Gas Air Mata

Demo kemarin 4 November 20166 diberitakan bahwa terjadi tembakan Gas Air Mata. Gas ini menurut dugaaan penulis adalah basa kuat yang sudah diencerkan seperti cairan pembersih keramik atau porselen. Sebab kalau kita menuangkan cairan pembersih porselen di kamar mandi, uapnya terasa pedih di mata dan menggangu pernapasan. Tetapi setelah baca-baca di internet ternyata bukan. Berikut tulisan copas dari https://kimia01.wordpress.com/gas-air-mata/

Gas Air Mata

Sejarah

Gas air mata pertama dimulai dari Paris, berupa semburan tepung untuk bubarkan aksi massa. Tetapi gas air mata modern jauh lebih dahsyat. Bagaimana cara mengakalinya?

RIBUAN buruh pabrik berkumpul di pusat kota Paris. Masih mengenakan over all dan topi pet. Seragam kerja. Tidak ada catatan resmi, berapa jumlah massa ataupun tuntutan apa yang diteriakkan. Yang jelas peristiwanya terjadi pada bulan Mei 1909. Hanya saja, saat itu di daratan Eropa sedang dimulai periode kebangkitan industri. Tenaga manusia mulai diganti mesin-mesin modern. Semakin lama gerombolan manusia makin bertambah banyak jumlahnya. Imbauan polisi agar massa membubarkan diri tidak diindahkan malah disambut teriak cemoohan. Bahkan beberapa di antaranya mulai melakukan perusakan.
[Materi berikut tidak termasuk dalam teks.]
PR #8924, opened 2016-09-20
Initial work on removing ClientDelegatingFuture

pveentjer:
This class is heavily used on the client and requires quite some work. This is the first of a series of PR that eventually completely removed the ClientDelegatingFuture and lets the ClientInvocationFuture take care of the work.

### DIFF
--- a/hazelcast-client/src/main/java/com/hazelcast/client/proxy/PartitionSpecificClientProxy.java
+++ b/hazelcast-client/src/main/java/com/hazelcast/client/proxy/PartitionSpecificClientProxy.java
@@ -18,12 +18,10 @@ package com.hazelcast.client.proxy;
 
 import com.hazelcast.client.impl.ClientMessageDecoder;
 import com.hazelcast.client.impl.protocol.ClientMessage;
+import com.hazelcast.client.spi.ClientInvocationService;
 import com.hazelcast.client.spi.ClientProxy;
-import com.hazelcast.client.spi.impl.ClientInvocation;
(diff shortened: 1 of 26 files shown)


hazelcast-client/src/main/java/com/hazelcast/client/proxy/PartitionSpecificClientProxy.java
```diff
@@ -43,21 +41,28 @@ protected void onInitialize() {
         partitionId = getContext().getPartitionService().getPartitionId(partitionKey);
     }
 
-    protected ClientMessage invokeOnPartition(ClientMessage req) {
-        return invokeOnPartition(req, partitionId);
+    protected ClientMessage invokeOnPartition(ClientMessage request) {
+        return invokeOnPartition(request, partitionId);
+    }
+
+    protected <T> T invokeOnPartition(ClientMessage request, ClientMessageDecoder decoder) {
```
LoneRifle: I've always been puzzled when reading Hazelcast's codebase by duplicate logic in both sync and async implementations of the same method. Is the reason why this is the case so that we avoid an extra method call incurred if sync delegates to async, assuming the implementation is simple enough?

pveentjer: It requires further cleaning up. The method call isn't the issue; but the exception handling could be a hornets nest.

My goal is to get rid of client side duplication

Agar tak makin meluas, seorang opsir polisi menebarkan tepung terigu ke arah kerumunan massa. Kontan saja konsentrasi para pengunjuk rasa pecah. Serentak mereka berhamburan menghindar dari serbuan tepung agar mata tak tambah sepet, kelilipan dan bersin-bersin. Masing-masing sibuk mencari air, dan udara segar. Tak hirau lagi mereka akan tuntutan yang awalnya diteriakkan penuh semangat.

Di kemudian hari, akal-akalan kepolisian Paris akhirnya bocor juga ke pihak pengunjuk rasa. Para pengunjuk rasa, umumnya didominasi kaum buruh yang notabene adalah orang yang sebenarnya akrab dengan ‘debu’, rupanya merasa malu hati. Masakan hanya karena pada tepung saja, mereka kocar-kacir. Maka pada aksi selanjutnya selain berbekal makanan dalam kantung mereka juga membawa handuk kecil dan sebotol air dingin.

Ketahuan rahasianya, polisi Paris mencari bahan pengganti lain yang sulit ditanggulangi. Mereka mulai melirik bahan kimia yang konon dapat menimbulkan efek yang lebih dahsyat dari sekadar tepung terigu. Tidak diketahui dengan pasti, zat kimia apa yang pertama kali digunakan. Hanya saja bahan tersebut cukup ampuh untuk membubarkan kerusuhan atau pertempuran kecil.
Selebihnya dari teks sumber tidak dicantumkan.